The point is that the modern young athlete is at incredibly high risk of having tight hip flexors due to both their lifestyle and common training habits. How do you know if you have tight hip flexors? And if you do, how should you go about fixing them? Read on for your answers.
How Do I Know if I Have Tight Hip Flexors?
The Thomas Test is a simple test used to assess the flexibility of the muscles that flex the hip, most commonly the rectus femoris and iliopsoas muscles. Here is how to perform the Thomas Test on yourself to see if your hip flexors are tight.
- Lie on your back at the very edge of a table with both legs hanging freely off the table.
- Flex your knee and pull it toward your chest, maximally flexing your hip and allowing your other leg to hang freely off the table.
- You lumbar spine should remain flat against the table during the test.
Having someone there to watch or take a picture may to determine a positive or negative test result. If the lower back remains on the table and the down leg remains on the table, then you have a negative test meaning your hip flexors are not a problem. But if your lower back begins to arch or the down leg comes off the table, you, my friend, have tight hip flexors.
This video on the Thomas Test from Upright Health offers a quick how-to:
How Do I Fix My Tight Hip Flexors?
Tight hip flexors need a multi-pronged attack of strengthening and stretching to fix them. Here are three exercises to help you fix your tight hip flexors.
The Smart Hip Flexor Stretch
Most people who perform the hip flexor stretch mean well but are misguided. People will stretch for days, weeks and even months, and wonder why their hips are still tight. I believe that if you haven’t seen some sort of positive gain from a stretch or corrective exercises, you are wasting your time. You would be better off doing something else or maybe you just aren’t doing it right, and that could certainly be the case with the traditional hip flexor stretch.
The above photo shows how most people think you should stretch your hip flexors. The first mistake is lumbar hip extension, leading to anterior pelvic tilt. Then as people “lunge” further into the stretch, they may feel the stretch on the front of the hip, but it may not actually be stretching the tissues that we want. What it may actually be doing is putting stress on the anterior portion of the hip joint. That feeling of a stretch may actually be the hip flexor muscles firing to help provide stability to the hip as you stretch the actual joint itself.
Here is the proper way to stretch your hip flexors
- Assume half-kneeling position.
- Contract your glute on the down leg to create posterior pelvic tilt. At this point you may now feel an adequate stretch on the muscle.
- “Pull your ribs down” or contract your anterior core to further stabilize your pelvis.
- Lunge slightly forward about an inch or two to further increase the intensity of the stretch.
Here’s a photo of how a proper hip flexor stretch should look:
The Dead-Bug Hip Flexor March
Stretching will only attack the tightness of the muscle group. To significantly improve the issue, you must also fix your anterior core strength—an issue that is likely contributing to your tight hip flexors. A weak anterior core can lead to anterior pelvic tilt, causing the hip flexors to become tight as they pull the pelvis anteriorly.
One of my favorite anterior core exercises is the Dead Bug, and adding a miniband into the mix is a great way to integrate anterior core control while strengthening the hip flexors. Adding the miniband places an isometric demand on the hip flexor as you press out against the band with the other leg.

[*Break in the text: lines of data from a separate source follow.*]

PR #431, opened 2026-04-27
feat(ui): ClaudeMissingGuide + i18n keys

Jiahui-Gu:
## Summary
- New `src/components/ClaudeMissingGuide.tsx` full-screen page.
- New i18n keys: `claudeMissing.*`, `terminal.*` (en + zh).
- Parity test green.

## Coordination
- Depends on: PR #428 (W1, MERGED) — calls `cliBridge.checkClaudeAvailable`.
- Sibling: W2a (TtydPane component).
- Blocks: W2c (App wiring), W3 (full SDK delete).

## Test plan
- [ ] i18n-key-parity test green
- [ ] typecheck green

### DIFF
--- a/src/components/ClaudeMissingGuide.tsx
+++ b/src/components/ClaudeMissingGuide.tsx
@@ -1,0 +1,86 @@
+import React, { useState } from 'react';
+import { useTranslation } from '../i18n/useTranslation';
+
+/**
+ * Full-screen page rendered at boot when the `claude` CLI is not on PATH.
+ *
+ * Background: ccsm shells out to the user's locally-installed Claude CLI
+ * (no bundled binary in this code path — see W1/W3). When PATH lookup
+ * fails, the rest of the app cannot function, so we replace the entire UI
+ * with this guide rather than letting users dig through broken sessions.
+ *
+ * The re-check button calls `cliBridge.checkClaudeAvailable` so the user
+ * can install via npm in a separate terminal and resolve in-place without
+ * restarting the app. App wiring (deciding when to mount this vs. the
+ * normal shell) lands in W2c.
+ */
+type Props = { onResolved: () => void };
+
+export function ClaudeMissingGuide({ onResolved }: Props) {
+  const { t } = useTranslation();
+  const [checking, setChecking] = useState(false);
+  const installCommand = 'npm install -g @anthropic-ai/claude-code';
+
+  const onRecheck = async () => {
+    if (checking) return;
+    setChecking(true);
+    try {
+      // `window.ccsmCliBridge` is exposed by `electron/preload.ts` but the
+      // global type isn't published in `src/global.d.ts` yet (App-level
+      // wiring lands in W2c, which will own that declaration). Local cast
+      // keeps this PR scoped to the 3 files in the W2b spec.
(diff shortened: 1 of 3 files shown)


Jiahui-Gu (commented):
## R2b Review

- Install command `npm install -g @anthropic-ai/claude-code`: VERIFIED against upstream docs (https://code.claude.com/docs/en/setup, "Install with npm" section). Package name is correct and officially supported. Note: the upstream-recommended path is now the native installer (`curl -fsSL https://claude.ai/install.sh | bash` / Windows PowerShell `irm https://claude.ai/install.ps1 | iex`); npm is listed under "Advanced installation options". Not blocking for MVP — npm works on every platform with one command — but worth a follow-up to surface the native installer as the primary suggestion (especially because ccsm targets Windows where `npm install -g` permission errors are common).
- "Re-check" UX: defensible for MVP, locked by spec. Fine as-is.
- No `claude --version` verify hint: minor polish gap, not blocking.
- Sentence case: en respects it (`Re-check`, `Install command`, `Claude CLI not found`). zh fine.
- i18n strings read naturally in both locales.

### Layer 2 (impl)
- i18n parity: PASS (`npm run vitest tests/i18n-key-parity.test.ts` 2/2 green).
- No deletes: confirmed via `gh pr diff` — only trailing-comma rebalancing on existing `noOutput` lines, no removed keys.
- File scope: exactly 3 files (`src/components/ClaudeMissingGuide.tsx` + en/zh locales). App.tsx, package.json, global.css, TtydPane.tsx all untouched.
- Component:
  - `useTranslation` used correctly; references `common.loading` which exists in both locales (verified line 31 in en + zh).
  - Re-check button: in-flight guard via `if (checking) return` + `disabled={checking}` + loading label swap. Good.
  - Failure path (`available: false`): silent — stays on the page, no toast / inline error. Defensible MVP since the user just retries, but worth a follow-up to add inline "Still not found" feedback so it doesn't feel broken.
  - `(window as unknown as {...}).ccsmCliBridge` cast is well-commented (points at W2c owning the global type). Acceptable as scoped tech debt.
- Install command: rendered as `<code>` with `select-all` — copy-friendly via triple-click. No copy button — minor polish gap, fine for MVP.
- A11y: `<h1>` heading, `<button type="button">` with visible label, `focus-visible` ring on the button, `data-testid` selectors present. Solid.
- `terminal.starting` / `terminal.spawnFailed` / `terminal.retryButton` are added here but consumed by sibling PRs (W2a TtydPane / W2c wiring). Adding them in W2b is fine — keeps parity test green when siblings land — but please confirm W2a/W2c actually wire them (otherwise dead i18n keys).

### Cross-PR
- Local cast vs W2a's `src/cliBridge.d.ts`: needs W2c follow-up. Manager picks:
  - **Option A**: After W2a + W2b merge, W2c rebases and replaces the cast in `ClaudeMissingGuide.tsx` with the typed `window.ccsmCliBridge`. Clean.
  - **Option B**: Keep the cast; document as known tech debt.
  Recommend A — comment in the file already anticipates W2c owning the global type.
- terminal.* keys added here must be consumed by W2a/W2c. Worth a quick grep when those land.

### Verdict
APPROVE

- Lie on your back with your knees and hips bent at 90 degrees with a miniband around your feet.
- “Flatten” your back to the ground. You should feel your anterior core contract in this position.

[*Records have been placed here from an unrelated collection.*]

PR #444, opened 2026-04-28
chore(cleanup): dead code sweep PR-A — modules + i18n + store fields

Jiahui-Gu:
## Summary
Net **-704 LOC, 0 additions**. Removes orphan modules, dead store field, dead i18n namespaces, and a trivially-true test. All deletions pre-verified by audit a93b2e61 then re-grep-checked at commit time.

## Pass 1 — orphan modules (482 LOC)
| File | LOC | Justification |
|------|-----|---------------|
| `electron/models/cli-picker-models.ts` | 140 | Duplicate of `electron/agent/cli-picker-models.ts`. `main.ts` imports `./agent/...` only. Zero `electron/models/*` import sites. |
| `electron/models/list-models-from-settings.ts` | 226 | Same — `main.ts:76` references `./agent/list-models-from-settings`. |
| `src/components/ui/DropdownMenu.tsx` | 86 | Radix wrapper, never imported. Repo uses `ContextMenu` for menus. |
| `src/lib/runningPlaceholder.ts` | 30 | InputBar removed in earlier PR; no remaining callers. |

`electron/models/` directory now empty and removed.

## Pass 2 — dead store field (~17 LOC)
- Removed `recentProjects` field, `pushRecentProject` action, persist allowlist entry, hydrate fallback (`src/stores/store.ts`, `src/stores/persist.ts`).
- Removed unused `RecentProject` type imports from both files (would have been TS unused-import errors).
- Updated `tests/persist-shape.test.ts` allowlist to drop `recentProjects`.
- Updated `scripts/probe-helpers/reset-between-cases.mjs` to drop `recentProjects: []` zero-init.
- `src/mock/data.ts` `RecentProject` type left as-is (out of scope; mock file is one-off cleanup follow-up).

## Pass 5 — dead i18n namespaces (en + zh, ~172 LOC)
Top-level namespaces with zero `t()` callers: `assistantBlock`, `permissions`, `questionBlock`, `tray`, `menu`, `dialog`, `errors`, `prDialog`, `banner`. Plus `chat.runningPlaceholderDefault/AcceptEdits/Bypass/Plan` (consumed only by deleted `runningPlaceholder.ts`).

en/zh parity preserved (same set of namespaces removed both sides) — `tests/i18n-key-parity.test.ts` still green.

## Pass 6 — trivially-true test
- `tests/permission-mode-values.test.ts` — only asserted that `permissions.modes.*` keys exist; with that namespace gone the test is dead.

## Deferred
[...]

PR #446, opened 2026-04-28
fix(settings): remove non-functional Notifications pane + drop orphan persisted keys

Jiahui-Gu:
## Summary

The Notifications settings pane shipped enable/sound toggles that **no production code consumed**. Users could 'enable notifications' with no toast ever firing because nothing in the renderer wired permission / question / turn_done events to `dispatchNotification`.

This PR makes two cleanups from the Settings audit (a2a2ccbe):

### Fix 1: Notifications pane was a lie

**Decision: Option A (full removal).**

Justification (grep evidence):
```
$ grep -rn 'dispatchNotification' src/
src/App.tsx:20  import { dispatchNotification } from './notifications/dispatch';
src/App.tsx:40  // E2E seam: harnesses drive dispatchNotification directly...
src/App.tsx:44  __ccsmDispatchNotification?: typeof dispatchNotification;
src/App.tsx:45  __ccsmDispatchNotification = dispatchNotification;
src/notifications/dispatch.ts:34  export async function dispatchNotification(...
```
Outside the dispatch fn itself, the only caller is the App.tsx E2E debug seam (`window.__ccsmDispatchNotification`) used by the harness. **Zero production callers** ever invoke it. The toggles in `NotificationsPane` only flipped store state nothing read.

Option B (disabled banner) was rejected: it would just defer the same cleanup, and there's no production caller behind a feature flag — the surface is dead end-to-end.

The electron-side machinery (`electron/notifications.ts`, `notify.ts`, `notify-bootstrap.ts`, AUMID setup) stays intact so a future PR that wires real renderer event hooks can add UI affordances back without re-doing main-process work.

### Fix 2: orphan persisted store keys

`model` and `permission` were in `PERSISTED_KEYS` but had zero subscribers — `useStore((s) => s.model)` / `s.permission` returns no matches anywhere in src/. Per the audit, they were silently consuming write-back budget on every store mutation.

Removed: `model`, `permission`, `notificationSettings` from `PERSISTED_KEYS` + `PersistedState`.

**Migration**: older snapshots may carry these keys. `loadPersisted` returns the parsed JSON unchanged; `hydrateStore`'s `setState` payload simply doesn't read them. Unknown top-level keys are silently ignored, no throw.

`recentProjects` is also orphan but coordinated to PR-A (pool-1) per task brief.

## Changes

- `src/components/SettingsDialog.tsx`: drop `NotificationsPane`, the `notifications` Tab union, tab/panel id maps. Move `CrashReportingField` into Updates pane.
- `src/notifications/dispatch.ts` + `tests/notifications-dispatch.test.ts`: deleted.
- `src/App.tsx`: drop dispatch import + `__ccsmDispatchNotification` window seam.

- Slowly press out against the band with one leg while maintaining position of the other leg.
- Return back to start position and repeat.
The Straight-Leg Hip Bridge with Mini-Band March
The anterior core does not act alone in helping to maintain a neutral pelvis. The glutes also help to posteriorly tilt the pelvis.
The Straight-Leg Hip Bridge with Mini-Band March works the entire core in unison. The hip flexors are worked here but in a concentric manner as you actively flex the hip.
- Start this exercise in a supine position with your feet propped up on a bench, small step or even a foam roller.
- Squeeze your glutes while also contracting your anterior core to lift your hips off the floor.
- Maintain a straight alignment of the body.
- Perform Hip Flexor March.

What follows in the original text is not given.